Although in the manual it is mentioned that this is under consideration, I did not see any issue about it, so I am opening a new one.

Rationale

When each and every strategy definition “pollutes” global namespace this is an argument for developers to make bigger strategies, resulting in less readable code. As a slightly better alternatively he/she may still make global strategies, but then has to give them longer names or accept the risk for name clashes.

When modifying foreign Stratego code that uses only global strategies, in particular libraries, it is now impossible to change the semantics of any strategy - even internal/helper strategies - with a guarantee that code using that library keeps working.
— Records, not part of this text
PR #4015, opened 2026-03-09
perf: use Scheme.unsafe.decode in URL parsing hot path

987Nabil:
## Summary

Follow-up to #3997 — eliminates one `Option` allocation in the URL parsing hot path.

### Changes

**Use `Scheme.unsafe.decode` directly in `fromAbsoluteURIOrNull`**
- `Scheme.decode(uri.getScheme).orNull` wraps in `Some(scheme)` then unwraps with `.orNull`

If all internal/helper strategies were written as module-local strategies, then a single glance over the code would reveal it is completely safe to refactor it without considering external code ever. (As long as you make sure the few external strategies keep the same behaviour of course.) This is similar to how you immediately know in a OO language that it is safe to rename some private field (when considering a single class in isolation), while for a protected or public field you will need to find all references in the project.

In short, when there is a way to limit the effect of a global strategy definition to a single module, there are no rational arguments anymore (as far as I can think of) against splitting up code in many small readable strategies with short to-the-point names, without a fear of name clashes.

It is currently possible to split a big strategy in many small local strategies by using a let binding. While this does solve the mentioned problems of namespace pollution and risk for name clashes it:

  • introduces more syntactic noise and an extra indentation level
  • requires explicit scoping as with let bindings no variable scope is inserted (which, in turn, introduces even more syntactic noise)

Solution

I suggest the following solution:

Add an optional “hidden” keyword before “strategies” or “rules”.

E.g.

module foo
strategies
  my-external-interface = foo
hidden strategies
  foo = ...
hidden rules
  bar: t -> t

Implementation wise, the strategies could be hidden from the rest of the project by renaming them so they become unique (i.e. using newname). In Stratego/C the strategies could be hidden from other modules by generating them as static functions. In Stratego/J the strategies could be hidden from other packages by making the generated classes private to the package.

Dynamic rules defined in a hidden section should be hidden from other modules too. I think this is a bit harder to implement, but maybe some good old name mangling would be sufficient.


Sorry for the long report, I hope I made a compelling argument and someone will do it =)

Related issue, about explicitly exporting strategies: https://yellowgrass.org/issue/StrategoXT/365

Submitted by Tobi Vollebregt on 11 January 2011 at 12:42

On 12 January 2011 at 13:53 Lennart Kats commented:

I’ve wanted something like this for a long time. One thing we now though have is the internal modifier:


strategies

internal foo = fail

It hides strategies from other libraries rather than other modules though. However, it currently looks like we may replace the modules system by a packages system, where each package has its own namespace, similar to the libraries we have now. That would make internal more useful for this scenario. But I guess an additional local or hidden modifier could still be useful.